- **THE TASK**
Give back a single number: the count of lines in the data that contain the string "from".

(Collected data)
-*-*-
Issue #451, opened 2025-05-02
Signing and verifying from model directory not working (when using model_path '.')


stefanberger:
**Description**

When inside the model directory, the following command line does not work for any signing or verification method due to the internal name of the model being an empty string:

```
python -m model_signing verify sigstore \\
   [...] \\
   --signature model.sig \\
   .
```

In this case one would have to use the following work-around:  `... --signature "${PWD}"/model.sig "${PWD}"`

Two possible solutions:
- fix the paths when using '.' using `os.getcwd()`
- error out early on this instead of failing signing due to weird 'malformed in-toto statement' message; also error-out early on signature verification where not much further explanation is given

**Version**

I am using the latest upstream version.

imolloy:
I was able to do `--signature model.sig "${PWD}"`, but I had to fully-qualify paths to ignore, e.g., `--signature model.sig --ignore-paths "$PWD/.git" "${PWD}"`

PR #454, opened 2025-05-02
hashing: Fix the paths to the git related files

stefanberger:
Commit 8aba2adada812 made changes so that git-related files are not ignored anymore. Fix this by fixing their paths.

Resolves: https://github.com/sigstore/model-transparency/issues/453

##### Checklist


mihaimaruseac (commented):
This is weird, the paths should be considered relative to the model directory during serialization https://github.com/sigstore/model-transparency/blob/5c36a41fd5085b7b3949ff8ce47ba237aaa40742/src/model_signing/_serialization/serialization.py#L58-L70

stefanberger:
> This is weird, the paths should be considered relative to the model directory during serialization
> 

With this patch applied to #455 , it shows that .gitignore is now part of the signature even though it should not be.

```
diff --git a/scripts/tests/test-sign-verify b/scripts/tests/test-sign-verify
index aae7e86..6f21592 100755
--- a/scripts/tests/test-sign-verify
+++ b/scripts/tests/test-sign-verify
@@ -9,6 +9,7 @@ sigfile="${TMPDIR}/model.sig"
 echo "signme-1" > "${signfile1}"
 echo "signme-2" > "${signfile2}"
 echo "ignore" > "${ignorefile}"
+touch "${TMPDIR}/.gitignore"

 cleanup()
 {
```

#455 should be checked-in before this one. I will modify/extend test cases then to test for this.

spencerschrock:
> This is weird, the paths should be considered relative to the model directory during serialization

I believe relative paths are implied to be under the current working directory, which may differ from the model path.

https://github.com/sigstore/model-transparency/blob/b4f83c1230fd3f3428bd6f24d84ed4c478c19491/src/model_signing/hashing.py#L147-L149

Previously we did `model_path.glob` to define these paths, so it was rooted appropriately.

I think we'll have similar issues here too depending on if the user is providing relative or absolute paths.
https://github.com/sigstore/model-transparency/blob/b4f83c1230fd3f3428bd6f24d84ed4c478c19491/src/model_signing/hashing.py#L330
-*-*-
- **RESULT OF THIS TASK**
2